The result of `estimate_ml` is a dictionary with the following entries:

In [6]:
res.keys()

dict_keys(['summary_jacobian', 'cov_jacobian', 'jacobian', 'hessian', 'optimize_res', 'jacobian_numdiff_info'])

Importantly, we might have several summaries and several cov entries. This is because we always all possible types of standard errors, so you can compare them easily (for example using our estimation table functions). 

In the current example we only have jacobian based standard errors because we did not provide a closed form hessian function and numerical hessians are not yet implemented. With a closed form hessian we would also get hessian based and robust standard errors. Even cluster and strata robust standard errors are possible if you provide the relevant information. 

If numerical optimizations or derivative calculations were performed, the full output of those steps is also part of the results dictionary. 

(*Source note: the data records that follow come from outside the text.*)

PR #13700, opened 2026-05-10
[Performance] Use combobox for event selection in forms

manu-gurudath:
Replaces `<select>`s preloaded with all events with the new, performant, combobox selector!


Luke-Oldenburg (approved):
lgtm

PR #13701, opened 2026-05-10
Fix bug with parent event titles

albertchae:
This seemed like a potential bug where we are cutting off an ancestor from the array

in local dev console
```
PaperTrail.request(enabled: false) do
  gp = Event.create!(name: "GP", slug: "demo-gp-#{SecureRandom.hex(3)}", country: "US")
  p  = Event.create!(name: "P",  slug: "demo-p-#{SecureRandom.hex(3)}",  country: "US", parent: gp)
  c  = Event.create!(name: "C",  slug: "demo-c-#{SecureRandom.hex(3)}",  country: "US", parent: p)

  ordered = c.self_and_ancestors.sort_by { |e| e.id == c.id ? 0 : 1 }
  puts "ordered: #{ordered.map(&:name).inspect}"
  puts "buggy:   #{ordered[0...-1].reject { |e| e.id == c.id }.map(&:name).inspect}"
  puts "fixed:   #{ordered.reject       { |e| e.id == c.id }.map(&:name).inspect}"
end
```
ordered: ["C", "GP", "P"]
buggy:   ["GP"]
fixed:   ["GP", "P"]

### DIFF
--- a/app/views/events/_title.html.erb
+++ b/app/views/events/_title.html.erb
@@ -1,4 +1,4 @@
-<% parent_events ||= @event.ancestors[0...-1].reject { |e| e.id == @event.id } %>
+<% parent_events ||= @event.ancestors.reject { |e| e.id == @event.id } %>
 <% if parent_events.present? %>
   <div data-controller="menu" class="-mb-2">
     <button


albertchae:
https://github.com/hackclub/hcb/pull/13697#discussion_r3214425284

discussed with @garyhtou , this is a bug on because [0...-1] is exclusive of the end so it would cut off the last element

garyhtou (approved):
LGTM. I'll note that the ordering in the example code in the PR description feels a bit off. Please double check that `ancestors` returns (great-)grandparent events first, then followed by the parent, and then self. We want the "oldest" first and "youngest" last.

The correct ordering for the example is `[GP, P, C]`. (and the view would reject self `C`). If the `ancestor` method is currently unordered, then we should enforce that order in the view.

We can merge as-is, and come back to this ordering in a separate PR if necessary

albertchae:
> LGTM. I'll note that the ordering in the example code in the PR description feels a bit off. Please double check that `ancestors` returns (great-)grandparent events first, then followed by the parent, and then self. We want the "oldest" first and "youngest" last.
> 
> The correct ordering for the example is `[GP, P, C]`. (and the view would reject self `C`). If the `ancestor` method is currently unordered, then we should enforce that order in the view.
> 
> We can merge as-is, and come back to this ordering in a separate PR if necessary

ok good point, will address consistent ordering of ancestor methods in https://github.com/hackclub/hcb/pull/13697

garyhtou:
Checks are bugging. i'm going to push and empty commit to retrigger them.
image

PR #13702, opened 2026-05-10
[Suborganizations] Fix search bar gap

manuthecoder:
Noticed this inconsistent gap when working on mermaid graphs:
image

Fix:
image


Luke-Oldenburg (approved):
lgtm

## Compare to STATA's results

In [7]:
stata_results = pd.read_csv("stata_ologit_results.csv")
stata_results.round(3)

Unnamed: 0,name,stata_value,stata_standard_error,stata_p_value,stata_ci_lower,stata_ci_upper
0,pared,1.048,0.266,0.0,0.527,1.569
1,public,-0.059,0.298,0.844,-0.642,0.525
2,gpa,0.616,0.261,0.018,0.105,1.127
3,cut1,2.203,0.78,,0.675,3.731
4,cut2,4.299,0.804,,2.722,5.875


This looks pretty good! The parameter estimates line up perfectly. The standard errors are slightly off. This comes from the following differences between our implementation and the stata one:
- We currently only support jacobian based standard errors in combination with constraints and use a parametric bootstrap to enforce the constraints. This introduces a sampling error.
- We used numerical derivatives to keep the example simple. Stata implements a closed form derivative.